Problem statement:
Below is a block of records; repeat all of them exactly.

Provided data:
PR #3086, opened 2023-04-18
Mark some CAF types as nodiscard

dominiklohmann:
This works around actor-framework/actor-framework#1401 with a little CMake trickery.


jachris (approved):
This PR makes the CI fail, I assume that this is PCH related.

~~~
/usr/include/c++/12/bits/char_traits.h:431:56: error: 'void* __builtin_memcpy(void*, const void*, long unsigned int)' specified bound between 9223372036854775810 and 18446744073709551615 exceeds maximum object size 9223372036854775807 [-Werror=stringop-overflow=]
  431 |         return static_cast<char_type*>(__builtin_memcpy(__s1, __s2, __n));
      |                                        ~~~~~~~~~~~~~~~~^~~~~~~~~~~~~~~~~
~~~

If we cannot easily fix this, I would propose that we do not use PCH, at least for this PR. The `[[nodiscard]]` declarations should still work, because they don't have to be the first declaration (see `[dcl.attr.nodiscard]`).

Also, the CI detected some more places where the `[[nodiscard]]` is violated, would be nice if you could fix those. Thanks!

Exercise result:
PR #3086, opened 2023-04-18
Mark some CAF types as nodiscard

dominiklohmann:
This works around actor-framework/actor-framework#1401 with a little CMake trickery.


jachris (approved):
This PR makes the CI fail, I assume that this is PCH related.

~~~
/usr/include/c++/12/bits/char_traits.h:431:56: error: 'void* __builtin_memcpy(void*, const void*, long unsigned int)' specified bound between 9223372036854775810 and 18446744073709551615 exceeds maximum object size 9223372036854775807 [-Werror=stringop-overflow=]
  431 |         return static_cast<char_type*>(__builtin_memcpy(__s1, __s2, __n));
      |                                        ~~~~~~~~~~~~~~~~^~~~~~~~~~~~~~~~~
~~~

If we cannot easily fix this, I would propose that we do not use PCH, at least for this PR. The `[[nodiscard]]` declarations should still work, because they don't have to be the first declaration (see `[dcl.attr.nodiscard]`).

Also, the CI detected some more places where the `[[nodiscard]]` is violated, would be nice if you could fix those. Thanks!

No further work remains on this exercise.